Cockatiels generally don't recognize fruit as food although some will eat a little apple. They're better with vegetables. Mine are especially good about vegetables that resemble a seed (peas, corn kernels, broccoli florets, etc) or a thin stem (asparagus, lawn grass, carrot greens, etc). Wild cockatiels eat seeds and chew on stems to extract the juices.

I don't know how well they usually accept nuts, but my tiels won't eat small nut pieces that I offer them. Tiels are too little to crack whole nuts in the wild, so maybe they don't recognize nuts as food.


----------



## huskymom (Jan 17, 2008)

with Maui it took me two days to convert.. Jack and Cotton did take over a week.. so actually really fast... I had no luck witht he budgies I had except for one.. the rest refused to eat them and I tried for almost a year...

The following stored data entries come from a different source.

PR #4663, opened 2021-03-23
Allow reconfiguration of logger

hauleth:
This adds function `logger:reconfigure/0` that allows to reset logger configuration to what is configured in `kernel` application configuration. This function is meant to be used by build/run tools like Rebar3 or Mix to provide "production-like" way to configure logging in reliable way.

This function is obviously not safe to be called during application runtime, as it may cause losing some log messages, but it is by far better solution than what we have now, where [Rebar3 tries to reimplement such functionality on their own](https://github.com/erlang/rebar3/blob/8adc139818191542ca9e110f13f78adcd4d83daf/src/rebar_utils.erl#L489) (risking incompatibilities if `logger` configuration will be expanded one day) or just ignore it, and requires users to configure logging on their own (like Mix does, that just relies that users will use Elixir's Logger). Lack of such functionality prevents Elixir from further integration with Erlang's Logger.

Ref elixir-lang/elixir#10791 elixir-lang/elixir#9465

### DIFF
--- a/lib/stdlib/src/maps.erl
+++ b/lib/stdlib/src/maps.erl
@@ -119,18 +119,18 @@ intersect_with(Combiner, Map1, Map2) ->
 
 intersect_with_small_map_first(Combiner, SmallMap, BigMap) ->
     Next = maps:next(maps:iterator(SmallMap)),
-    intersect_with_iterate(Next, [], SmallMap, BigMap, Combiner).
+    intersect_with_iterate(Next, [], BigMap, Combiner).
 
-intersect_with_iterate({K, V1, Iterator}, Keep, Map1, Map2, Combiner) ->
+intersect_with_iterate({K, V1, Iterator}, Keep, BigMap, Combiner) ->
     Next = maps:next(Iterator),
-    case Map2 of
+    case BigMap of
         #{ K := V2 } ->
             V = Combiner(K, V1, V2),
-            intersect_with_iterate(Next, [{K,V}|Keep], Map1, Map2, Combiner);
+            intersect_with_iterate(Next, [{K,V}|Keep], BigMap, Combiner);
         _ ->
-            intersect_with_iterate(Next, Keep, Map1, Map2, Combiner)
+            intersect_with_iterate(Next, Keep, BigMap, Combiner)
     end;
-intersect_with_iterate(none, Keep, _Map1, _Map2, _Combiner) ->
+intersect_with_iterate(none, Keep, _BigMap2, _Combiner) ->
     maps:from_list(Keep).
 
 %% Shadowed by erl_bif_types: maps:is_key/2


lib/kernel/doc/src/logger.xml
```diff
@@ -1189,6 +1189,18 @@ logger:set_proxy_config(maps:merge(Old, Config)).
...
 
+    <func>
+      <name name="timestamp" arity="0" since="OTP 24.0"/>
+      <fsummary>Reconfigure Logger.</fsummary>
+      <desc>
+        <p>Reconfigure Logger using updated <c>kernel</c> configuration
+	  that was set after <c>kernel</c> application was loaded.</p>
+        <p>Beware, that this is meant to be run only by the build tools,
+	  not manually during application lifetime, as this may cause
+	  missing log entires.</p>
```
Nicd, line 1200:
```suggestion
	  missing log entries.</p>
```

garazdawi:
I feel like this problem should be solvable using `erl -kernel logger '[{handler,default,undefined}]'` and `logger:add_handlers(kernel).`.

I tried to do it, and after a small patch, it works. Do you know if this functionality would work for Elixir and rebar3's usecase?

```
diff --git a/lib/kernel/src/logger.erl b/lib/kernel/src/logger.erl
index ea75c8d720..d5a4edd863 100644
--- a/lib/kernel/src/logger.erl
+++ b/lib/kernel/src/logger.erl
@@ -856,6 +856,7 @@ init_kernel_handlers(Env) ->
 %% and then starting the correct handlers. This is done after the
 %% kernel supervisor tree has been started as it needs the logger_sup.
 add_handlers(kernel) ->
+    init_kernel_handlers(get_logger_env(kernel)),
     Env = get_logger_env(kernel),
     case get_proxy_opts(Env) of
         undefined ->
```

```
> erl -kernel logger '[{handler,default,undefined}]'
Erlang/OTP 24 [RELEASE CANDIDATE 1] [erts-11.2] [source-3e0023e933] [64-bit] [smp:8:8] [ds:8:8:10] [async-threads:1] [jit]

Eshell V11.2  (abort with ^G)
1> logger:i().
Primary configuration: 
    Level: notice
    Filter Default: log
    Filters: 
        (none)
Handler configuration: 
    Id: simple
        Module: logger_simple_h
        Level:  all
        Formatter:
            Module: logger_formatter
            Config:
                []
        Filter Default: stop
        Filters:
            Id: remote_gl
                Fun: fun logger_filters:remote_gl/2
                Arg: stop
            Id: domain
                Fun: fun logger_filters:domain/2
                Arg: {log,super,[otp,sasl]}
            Id: no_domain
                Fun: fun logger_filters:domain/2
                Arg: {log,undefined,[]}
Proxy configuration: 
    burst_limit_enable: false
    burst_limit_max_count: 500
    burst_limit_window_time: 1000
    drop_mode_qlen: 1000
    flush_qlen: 5000
    overload_kill_enable: false
    overload_kill_mem_size: 3000000
    overload_kill_qlen: 20000
    overload_kill_restart_after: 5000
    sync_mode_qlen: 500
Level set per module: 
    (none)
ok
2> application:unset_env(kernel,logger).
ok
3> logger:add_handlers(kernel).         
ok
4> logger:i().                          
Primary configuration: 
    Level: notice
    Filter Default: log
    Filters: 
        (none)
Handler configuration: 
    Id: default
        Module: logger_std_h
        Level:  all
        Formatter: 
            Module: logger_formatter
            Config:
                legacy_header: true
                single_line: false
        Filter Default: stop
        Filters:
            Id: remote_gl
                Fun: fun logger_filters:remote_gl/2
                Arg: stop
            Id: domain
                Fun: fun logger_filters:domain/2
                Arg: {log,super,[otp,sasl]}
            Id: no_domain
                Fun: fun logger_filters:domain/2
                Arg: {log,undefined,[]}
        Handler Config:
            burst_limit_enable: true
            burst_limit_max_count: 500
            burst_limit_window_time: 1000
            drop_mode_qlen: 200
            filesync_repeat_interval: no_repeat
            flush_qlen: 1000
            overload_kill_enable: false
            overload_kill_mem_size: 3000000
            overload_kill_qlen: 20000
            overload_kill_restart_after: 5000
            sync_mode_qlen: 10
            type: standard_io
Proxy configuration: 
    burst_limit_enable: false
    burst_limit_max_count: 500
    burst_limit_window_time: 1000
    drop_mode_qlen: 1000
    flush_qlen: 5000
    overload_kill_enable: false
    overload_kill_mem_size: 3000000
    overload_kill_qlen: 20000
    overload_kill_restart_after: 5000
    sync_mode_qlen: 500
Level set per module: 
    (none)
ok
```

hauleth:
@garazdawi the problem is that it will allow configuration **only** handlers, it do not support all other options that can be set via `kernel.logger` list:

- primary filters
- module levels
- proxy configuration

Additionally such system need to manually update primary level and primary metadata. If in future there would be more options added, then all these tools needs to be updated manually, which can cause confusion why some options work and other do not, and only in some environments these options fails to be applied.

garazdawi:
So I've thought about this and agree that this function is a good addition to the logger API. After you add test cases for this I'll put into test to make sure that it works.

garazdawi:
Nice that the internal export API could be removed! I hadn't realized that. Putting your changes into testing.

garazdawi:
There are a bunch of tests (> 10) failing in the kernel application due to this change. You can run:
```bash
./otp_build setup -a
(cd lib/kernel && make test ARGS="-spec logger.spec")
```
in order to only run the logger test cases.

garazdawi:
Let me know when you have fixed the tests and I'll put it back into testing.

hauleth:
@garazdawi I needed to republish `internal_init_logger/0` due to different behaviour when `{error_logger,false}` is set (`reconfigure/0` will remove `simple` logger, as expected, while `internal_init_logger/0` will keep it as is). Now all tests are passing.

lib/kernel/doc/src/logger.xml
```diff
@@ -1189,6 +1189,18 @@ logger:set_proxy_config(maps:merge(Old, Config)).
       </desc>
     </func>
 
+    <func>
+      <name name="reconfigure" arity="0" since="OTP 24.0"/>
```
garazdawi, line 1193:
```suggestion
      <name name="reconfigure" arity="0" since="OTP @OTP-17375@"/>
```

garazdawi (commented):
Great! It is too late to include this for OTP-24 now, but we can put it in OTP-24.1.

hauleth:
@garazdawi That mean that Elixir will be able to use that no sooner than 1.16 or later. Well, my bad then, I should have fix that sooner.

lib/kernel/test/logger_SUITE.erl
```diff
@@ -1009,62 +1010,54 @@ app_config(Config) ->
...
 
     %% This shall mean the same as above, but using 'logger' parameter
     %% instead of 'error_logger'
     ok = rpc:call(Node,application,unset_env,[kernel,error_logger]),
     ok = rpc:call(Node,application,set_env,
                   [kernel,logger,[{handler,default,undefined}]]),
-    ok = rpc:call(Node,logger,internal_init_logger,[]),
-    ok = rpc:call(Node,logger,add_handlers,[kernel]),
+    ok = rpc:call(Node,logger,reconfigure,[]),
     LC = rpc:call(Node,logger,get_config,[]),
```
garazdawi, line 1029: This testcase fails on this line with a badmatch.

hauleth: Ok, I need to check, as it was passing on my machine last time I checked.

garazdawi: Any news on this?

I had a quick look and from what I can tell the problem is that logger:reconfigure does not re-add the simple handler before calling internal_init_logger.

The simple handler is the handler that is used during startup before the entire logging system is started and internal_init_logger assumes that that handler is installed.

If you fix that, then the call to `logger:add_handlers(kernel)` should not have to be made anymore.

Also, don't you need to clear the primary filters before doing internal_init_logger?

hauleth: I now have found some time to fix that. So it should be done soonish.

PR #4665, opened 2021-03-24
alloc_SUITE, distribution_SUITE: fix race conditions

max-au:
Distribution suite suffers from the race between logger warning emitted, and "true" printed by the test code. There seems to be no specific order, logger may print before or after test suite outpit.
Alloc may fail when stop_node stops the node really fast, and linked process causes test case to exit with `{'EXIT', noconnection}`


jhogberg:
Merged, thanks for the PR!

they are a bit pricey but one thing that was a huuuge plus for me was that there was no waste at all... no hulls all over the place (hubby freaked every time and I had to vaccum 3-4 times daily) and no tossing out seeds along with the hulls when refills were made... also a bit more pricier as i have to order them over the net... but I order bulk 10lbs should last me 6 months and they cost around 35 with shipping.. more than half of that on shipping.. last time I ordered 20lbs...

but now that the birds are in an outside aviary(LOL) more like enclosure... I´m thinking going back to seed.. to save a few $$.. and build a bigger place for them....

as Bea said they seemed pretty nice and I have had no health problems at all, but I don´t see a significant difference... maybe I have to compare them to other birds seed fed, and see side by side differences... but I´m content with them eating them

one other thing, the poops, at start do seem bigger than with seed...


----------



## Renae (Feb 9, 2008)

Yeah Bea, it's Vetafarm. They seem to have no problems with them though..they're all eating them.. both the pellets AND the nuts and fruit mix.

I have put a bit of seed in with the pellets and the fruit and nut mix and they ate it all, so they sure do like it. They won't eat veggies, I already asked the Vet what more I can do to get them to eat them and he said you can't force them to so don't.. I have tried all different veggies (even Tilly won't touch lettuce anymore) but they don't like veggies so that's why I got them the pellets and fruit mix - I'm not buying veggies only to have them wasted, so I'm not going to push them to eat it.. I know it's part of their diet, but they don't even like fruit - grapes, apple, peach, Oranges etc.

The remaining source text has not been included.